PR #205, opened 2019-07-04
Search Refactor to fix 502 Error on Cloud

dags:
## Addresses
This is a fix the the issue (Err 502) verified on Cloud deployment + Ingress Load Balancer. It is an alternative query to NOT use hibernate addEntity in order to avoid overhead that seems to be causing 502 errors.

## Changes
The search query was replaced with a new one, not using AddEntity and therefore using manaul mapping of returned values. Additionally, user names search was included to avoid extra sql requests. 

## Testing

---

### DIFF
--- a/grails-app/services/org/broadinstitute/orsp/QueryService.groovy
+++ b/grails-app/services/org/broadinstitute/orsp/QueryService.groovy
@@ -75,8 +75,8 @@ class QueryService implements Status {
     Collection<String> findAllDiseaseAndPopulationRestrictions() {
         final String query =
                 ' select distinct disease_restrictions_string from data_use_restriction_disease_restrictions ' +
-                ' union ' +
-                ' select distinct disease_restrictions_string from data_use_restriction_disease_restrictions '
+                        ' union ' +
+                        ' select distinct disease_restrictions_string from data_use_restriction_disease_restrictions '
         getSqlConnection().rows(query).collect { it.get("disease_restrictions_string").toString() }
     }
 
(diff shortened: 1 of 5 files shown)


grails-app/services/org/broadinstitute/orsp/QueryService.groovy
```diff
@@ -786,22 +786,87 @@ class QueryService implements Status {
...
-     * Find issues from a list of Ids
-     * @param issueIds
-     * @return
-     */
-    Set<Issue> findIssuesSearchItemsDTO(ArrayList<Integer> issueIds) {
-        final String query = "SELECT * FROM issue i WHERE i.id IN (:issueIds) and i.deleted = 0"
+/**
+ * Find issues and create DTOs to narrow the amount of data used in the search process
+ * @param issueIds
+ * @return
```
rushtong: nit: either fill out the `@return` or remove both `@`'s. I'm not worried about javadocs here, but we should be consistent.

grails-app/services/org/broadinstitute/orsp/QueryService.groovy
```diff
@@ -786,22 +786,87 @@ class QueryService implements Status {
...
+                }
+                currentProjectKey = it.projectKey
+                issueSearchItemDTO = new IssueSearchItemDTO(it.toSorted())
+
+                if (it.type != IssueType.CONSENT_GROUP.name) {
+                    issueSearchItemDTO.setExtraProperty(it.name.toString(), it.value.toString())
+                    issueSearchItemDTO.setAccessContacts(it.name.toString(), it.displayName.toString())
+                }
+            }
+            resultDTO.add(issueSearchItemDTO)
```
rushtong: I think all of this logic should be in the `IssueSearchItemDTO`. There should be a method that takes the collection of results and returns a`Set<IssueSearchItemDTO>`. By putting all of the constructor logic in the query service, you lose the ability for `IssueSearchItemDTO` to have control over how it is created/populated/etc and therefore is of little value outside of this query service method.

src/main/groovy/org/broadinstitute/orsp/IssueSearchItemDTO.groovy
```diff
@@ -0,0 +1,68 @@
...
+    }
+
+/**
+ * Check if already exists extra properties for the specified name, get the values and
+ * add to the existing ones. If not create an empty Set to add the extra prop value
+ * @param name
+ * @param value
+ */
+    void setExtraProperty(String name, String value) {
+        Set<String> extraProp = this.extraProperties.get(name) != null ? this.extraProperties.get(name) : []
```
rushtong: Might be safer if we used strong typing
```suggestion
        Set<String> extraProp = this.extraProperties.get(name) != null ? this.extraProperties.get(name) : new ArrayList<String>()
```

src/main/groovy/org/broadinstitute/orsp/IssueSearchItemDTO.groovy
```diff
@@ -0,0 +1,68 @@
...
+        extraProp.add(value)
+        this.extraProperties.put(name, extraProp)
+    }
+
+    void setAccessContacts(String name, String value) {
+        Set<String> access  = this.contactNames.get(name) != null ? this.contactNames.get(name) : []
```
rushtong: same feedback here.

-- -- --

### Assignment
Tally the lines of the data that contain the word "issueIds", and give only that tally.

### Answer
4